Problem details: Copy every line that contains the string "services" from the entries below.

Top of Input material

PR #371, opened 2019-03-15
[Platform.sh]Added support for injecting github token via environment variable

vidarl:
This PR makes it handy to let composer use a github token when communicating with github. A github token is needed if you are using private repos on github, or need to avoid githubs rate limit.

### DIFF
--- a/.platform.app.yaml
+++ b/.platform.app.yaml
@@ -77,6 +77,13 @@ hooks:
     # Build hook, done before connected to services, disk is still writable here
     build: |
         set -e
+
+        # Inject GITHUB token if provided. This is handy if you have your own private repos, or need to avoid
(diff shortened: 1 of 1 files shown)


.platform.app.yaml
```diff
@@ -77,6 +77,13 @@ hooks:
     # Build hook, done before connected to services, disk is still writable here
     build: |
         set -e
+
+        # Inject GITHUB token if provided. This is handy if you have your own private repos, or need to avoid
+        # github's API rate limit
```
andrerom: Could maybe be shortend to something like:
`# Configure GITHUB token if set. For use if you have your own private repos, or to avoid API rate limits.`

vidarl: fixed

PR #374, opened 2019-03-18
[Platform.sh] Changed to 'old' solr config syntax

vidarl:
The syntax we use for solr config on platform.sh has been revoked by Platform, ref. https://github.com/platformsh/platformsh-docs/commit/f7f79d74223856f4d03a2b71954f1e865aef28ce#diff-3c2bd0d7625d58625747452f091e39af

So introducing the old "!archive" syntax. Without it, you'll simply won't be able to deploy with solr on Platform.sh

### DIFF
--- a/.platform/services.yaml
+++ b/.platform/services.yaml
@@ -42,9 +42,7 @@ rediscache:
 #    disk: 512
 #    configuration:
 #        configsets:
-#            mainconfig: !include
-#                type: archive
-#                path: "configsets/solr6"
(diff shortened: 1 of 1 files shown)


andrerom:
As this fixes the syntax back to what it was some days ago, back to what it is in releases, I'm merging this.

blame: https://github.com/ezsystems/ezplatform/commit/3f21556889a665da036cbd62cc45b25e7e506256#diff-1ac4bf0767c87e430c34311c9ac36a56

PR #376, opened 2019-03-18
Update ezplatform-admin-ui-assets version for 2.4 in composer.json

micszo:
Q: Which is the better approach? "~3.2.0@dev" or "^3.1.0@dev"?

Discovered while testing https://github.com/ezsystems/ezplatform-admin-ui/pull/886.


lserwatka:
For stable branches and releases we are using first format.

lserwatka:
You can merge it up, but please make sure master uses `^4.1.0` tag

PR #380, opened 2019-03-28
[platform.sh] configure purge to local during the deploy phase

SylvainGuittard:
Thanks @andrerom for the fix.

jira ticket: https://jira.ez.no/browse/EZP-30370

### DIFF
--- a/.platform.app.yaml
+++ b/.platform.app.yaml
@@ -120,10 +120,8 @@ hooks:
 
         # Example of additional deploy hooks if you use doctrine and/or kaliop migration bundle
         # During the deploy phase, varnish is not available. The purge type has to be configured to local
-        ##export HTTPCACHE_PURGE_TYPE="local"
         ##bin/console doctrine:migrations:migrate --no-interaction --allow-no-migration
         ##bin/console kaliop:migration:migrate --no-interaction --no-debug
-        ##unset HTTPCACHE_PURGE_TYPE
 
     # Post deploy hook, like deploy but after being deployed and live, for deploy tasks we can do asynchronously
     #post_deploy: |
--- a/.platform.app.yaml
+++ b/.platform.app.yaml
@@ -106,8 +106,10 @@ hooks:
         set -e
         # Mainly relevant for eZ Platform demo usage, for own setup adapt this or remove and rely on migrations.
         if [ ! -f web/var/.platform.installed ]; then
+            export HTTPCACHE_PURGE_TYPE="local"
             php -d memory_limit=-1 `which composer` ezplatform-install
             touch web/var/.platform.installed
+            unset HTTPCACHE_PURGE_TYPE
         fi
 
         # Now that mounts are available, clear class/container cache. E.g. in case of interface changes on lazy proxies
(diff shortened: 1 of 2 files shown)


.platform.app.yaml
```diff
@@ -106,8 +106,10 @@ hooks:
         set -e
         # Mainly relevant for eZ Platform demo usage, for own setup adapt this or remove and rely on migrations.
         if [ ! -f web/var/.platform.installed ]; then
+            export HTTPCACHE_PURGE_TYPE="local"
             php -d memory_limit=-1 `which composer` ezplatform-install
             touch web/var/.platform.installed
+            unset HTTPCACHE_PURGE_TYPE
```
mnocon: If I set env `HTTPCACHE_PURGE_TYPE` to `fastly` when deploying to platform.sh - will it be lost at this stage?

andrerom: @vidarl Is this one meant to be set on deploy? 

@SylvainGuittard if so you'll need to backup the value and re-set it afterwards.

vidarl: I am a bit surprised that this approach even works, given that we first do:
https://github.com/ezsystems/ezplatform/blob/master/app/config/env/generic.php#L60
the later in the execution path do https://github.com/ezsystems/ezplatform/blob/master/app/config/env/platformsh.php#L152 

But if this works, original value must be reverted or this [cache clear](https://github.com/ezsystems/ezplatform/blob/master/.platform.app.yaml#L117 ) might create symfony cache where with varnish/fastly disabled
Okay, the `c:c` command is about clearing cache, but it will also warm parts of the symfony cache as a side-effect

vidarl: I fix should also be based on 1.13 maybe?

andrerom: This only works on new envs where local disk is empty, so for re-running anything with this you indeed need to clear container compile cache before and after.

But unsure if we should try to cover all edge cases here, proper solution is probably a way for installer to to tell eZ Platform to disable cache clearing and make sure to tell user he needs to run cache clear after install, maybe args to command to opt in / out of this.

vidarl: But at least revert to old value then, or varnish/fastly might be disabled after first-time install

andrerom: yes, and you might be right we need to clear cache before and after if @SylvainGuittard or others here expects to do install several times on same instance _(I know I need that when testing instances for instance)_.

andrerom: @vidarl Is it enough to skip `export`?

Or event just e.g `HTTPCACHE_PURGE_TYPE="local" && php -d memory_limit=-1 `which composer` ezplatform-install`

vidarl: No, but this should do the trick:

`HTTPCACHE_PURGE_TYPE=local php -d memory_limit=-1 `which composer` ezplatform-install`

andrerom: @vidarl Does it look ok now from your POV?


@SylvainGuittard I took the opportunity to propose some simplifications, given this is workaround for p.sh issue with Varnins we can skip spending lines on it in the example on kaliop migration bundle.

SylvainGuittard: Very good!
Thanks @andrerom

vidarl:
I gave my approval, but do not forget to rebase against 1.13 !

lserwatka:
@andrerom done

andrerom:
@SylvainGuittard / @damianz5 Does 1.13 also use Kaliop migration bundle? If not this is good as-si I think _(only going to 2.5+)_.

damianz5:
kaliop migration was added in >=2.0

andrerom:
Ok, then we are done here 🌮

SylvainGuittard:
Thanks everyone!

PR #381, opened 2019-03-28
Handle symlinks for itemToReplace in eZConfigManager.replace

SerheyDolgushev:
I'm using a symlink for `ezplatform-admin-ui` on my local. So `<EZ_ROOT>/vendor/ezsystems/ezplatform-admin-ui` links to `~/Projects/ez/bundles/ezplatform-admin-ui`.

Also I have local `ExtendedAdminUIBundle` bundle, and wanted to replace some items using `ez.config.manager.js`.
`src/ExtendedAdminUIBundle/Resources/encore/ez.config.manager.js`:
```
const path = require('path');

module.exports = (eZConfig, eZConfigManager) => {
    eZConfigManager.replace({
        eZConfig,
        entryName: 'ezplatform-admin-ui-alloyeditor-js',
        itemToReplace: path.resolve(__dirname, '../../../../vendor/ezsystems/ezplatform-admin-ui/src/bundle/Resources/public/js/scripts/fieldType/base/base-rich-text.js'),
        newItem: path.resolve(__dirname, '../public/js/base-rich-text.js'),
    });
};
```

Without this fix I was unable to run `yarn encore dev` because of:
```
Error: Couldn't find item "<EZ_ROOT>/vendor/ezsystems/ezplatform-admin-ui/src/bundle/Resources/public/js/scripts/fieldType/base/base-rich-text.js" in entry "ezplatform-admin-ui-alloyeditor-js".
```

It was happening because `ezplatform-admin-ui-alloyeditor-js` contains realpath, which is `~/Projects/ez/bundles/ezplatform-admin-ui/src/bundle/Resources/public/js/scripts/fieldType/base/base-rich-text.js`.

### DIFF
--- a/ez.webpack.config.manager.js
+++ b/ez.webpack.config.manager.js
@@ -1,3 +1,4 @@
+const fs = require('fs');
 const findItems = (eZConfig, entryName) => {
     const items = eZConfig.entry[entryName];
 
@@ -9,7 +10,7 @@ const findItems = (eZConfig, entryName) => {
 };
 const replace = ({ eZConfig, entryName, itemToReplace, newItem }) => {
     const items = findItems(eZConfig, entryName);
-    const indexToReplace = items.indexOf(itemToReplace);
+    const indexToReplace = items.indexOf(fs.realpathSync(itemToReplace));
 
     if (indexToReplace < 0) {
         throw new Error(`Couldn't find item "${itemToReplace}" in entry "${entryName}". Please check if there is a typo in the name.`);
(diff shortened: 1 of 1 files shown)


ez.webpack.config.manager.js
```diff
@@ -9,7 +10,7 @@ const findItems = (eZConfig, entryName) => {
 };
 const replace = ({ eZConfig, entryName, itemToReplace, newItem }) => {
     const items = findItems(eZConfig, entryName);
-    const indexToReplace = items.indexOf(itemToReplace);
+    const indexToReplace = items.indexOf(fs.realpathSync(itemToReplace));
```
dew326: Probably the same issue will be with remove method. Could you fix this also?

webhdx:
@SerheyDolgushev I added similar fix to `remove` method. We wanted to merge it right away :)

PR #782, opened 2026-06-24
fix(cargo): fix sparse index api base for cargo publish

tomchon:
## Summary
This fixes the Cargo sparse index `config.json` response so the advertised `api` base matches Cargo's registry protocol expectations.

## Problem
`/cargo/index/config.json` currently returns an `api` value ending in `/cargo/api`.

Cargo appends `/api/v1/...` to the advertised `api` base for registry web API requests, so the current value causes publish requests to be sent to:

`/cargo/api/api/v1/crates/new`

That path does not exist in NORA. The actual publish route is:

`/cargo/api/v1/crates/new`

As a result, `cargo publish` receives a `404 Not Found` even though the Cargo publish handler is implemented.

## Fix
Return the registry mount as the `api` base:

- before: `{base}/cargo/api`
- after: `{base}/cargo`

This makes Cargo construct the expected routes for metadata and publish requests.

## Test Update
The existing assertion for `config.json` was updated to reflect Cargo's expected `api` base.

## Reproduction
Observed with a real Cargo client while debugging a failed `cargo publish` against a NORA instance.
The client was issuing:

`PUT /cargo/api/api/v1/crates/new`

After tracing that back to the `config.json` `api` value, this patch updates the advertised base accordingly.

### DIFF
--- a/nora-registry/src/registry/cargo_registry.rs
+++ b/nora-registry/src/registry/cargo_registry.rs
@@ -1170,7 +1170,7 @@ mod integration_tests {
 
     /// Verify that config.json `api` field produces correct metadata route (#442).
     ///
-    /// Cargo constructs `{api}/v1/crates/{name}` for metadata requests.
+    /// Cargo constructs `{api}/api/v1/crates/{name}` for metadata requests.
     /// The `api` field must match the route prefix so requests don't 404.
     #[tokio::test]
     async fn test_cargo_config_api_routes_to_metadata() {
@@ -1190,9 +1190,9 @@ mod integration_tests {
         let config: serde_json::Value = serde_json::from_slice(&config_body).unwrap();
         let api_url = config["api"].as_str().unwrap();
 
-        // Construct the metadata URL the way Cargo does: {api}/v1/crates/{name}
+        // Construct the metadata URL the way Cargo does: {api}/api/v1/crates/{name}
         let metadata_path = format!(
-            "{}/v1/crates/serde",
+            "{}/api/v1/crates/serde",
             api_url.trim_start_matches("http://localhost")
         );
 
--- a/nora-registry/src/registry/cargo_registry.rs
+++ b/nora-registry/src/registry/cargo_registry.rs
@@ -56,7 +56,9 @@ async fn index_config(State(state): State<AppState>) -> Response {
     let base = nora_base_url(&state);
     let config = serde_json::json!({
         "dl": format!("{}/cargo/api/v1/crates", base),
-        "api": format!("{}/cargo/api", base)
+        // Cargo appends `/api/v1/...` to this base for write and metadata requests,
+        // so the advertised API root must be the registry mount, not `/cargo/api`.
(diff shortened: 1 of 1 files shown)


tomchon:
One detail that helped confirm the root cause during debugging:

A manual request to the implemented publish route, `PUT /cargo/api/v1/crates/new`, does reach the Cargo publish handler and returns a payload parsing error as expected when the body is not in Cargo's wire format.

However, a real `cargo publish` request was observed going to:

`PUT /cargo/api/api/v1/crates/new`

So this is not a missing publish handler. The extra `/api` comes from the `api` value advertised in `/cargo/index/config.json`, because Cargo appends `/api/v1/...` to that base when constructing registry web API requests.

ertime037 (dismissed):

devitway (dismissed):

devitway:
Thanks for tracking this down — the `api` base fix is correct.

CI is failing on one remaining test that still carries the previous assumption: `test_cargo_config_api_routes_to_metadata`. It builds the request URL as `{api}/v1/crates/{name}`, but Cargo appends the full `/api/v1/...` to the advertised `api` base. With the corrected `api = {base}/cargo`, the request should be `{api}/api/v1/crates/serde` (i.e. `/cargo/api/v1/crates/serde`), which matches the metadata route.

Could you update that test (and its doc/inline comments) in the same PR? The change is:

```rust
// before
"{}/v1/crates/serde",
// after
"{}/api/v1/crates/serde",
```

and the comments from `{api}/v1/crates/{name}` to `{api}/api/v1/crates/{name}`. Same root cause as the `config.json` change — that test just encoded the old base, so flipping the suffix lines it up with the corrected `api` value.

tomchon:
Updated the metadata-route test and its inline comments to match Cargo's `api` base semantics.

The test now constructs the metadata request as `{api}/api/v1/crates/{name}` (instead of `{api}/v1/...`), which lines up with the corrected `api = {base}/cargo` value from `config.json`.

ertime037 (dismissed):

tomchon:
Updated per your suggestion.

In addition to fixing the existing metadata-route test/comments to use `{api}/api/v1/crates/{name}`, I also added a publish-route test derived from the advertised `api` base.

That new test constructs the publish path as `{api}/api/v1/crates/new` and verifies it reaches the publish handler successfully. My goal there was to lock in the `config.json` `api` semantics for both metadata and publish paths, so we don't regress back to `/cargo/api/api/...` later.

ertime037 (approved):

devitway:
Landed in #783 (merged to `main` as 1380f34) — thank you for the fix and the careful root-cause work distinguishing the publish handler from the advertised `api` base.

`main` requires signed commits and merges through a merge queue, which blocked merging this branch directly (the commits here aren't signed). To get it in without losing your work, I relanded the exact change as a signed commit in #783, with you credited as co-author. Both tests you added (metadata and publish routes derived from the `api` base) came along unchanged.

Closing in favor of #783. Much appreciated!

Bottom of Input material

Task answer:
     # Build hook, done before connected to services, disk is still writable here
     # Build hook, done before connected to services, disk is still writable here
--- a/.platform/services.yaml
+++ b/.platform/services.yaml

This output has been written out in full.